START Data provided

PR #687, opened 2021-12-29
fs: Return BD_FS_ERROR_NOFS on unknown filesystem

tbzatek:
According to the mount(2) syscall manpage the return code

END Data provided

Exercise brief
Word for word, restate the lines above.

Written response
PR #687, opened 2021-12-29
fs: Return BD_FS_ERROR_NOFS on unknown filesystem

tbzatek:
According to the mount(2) syscall manpage the return code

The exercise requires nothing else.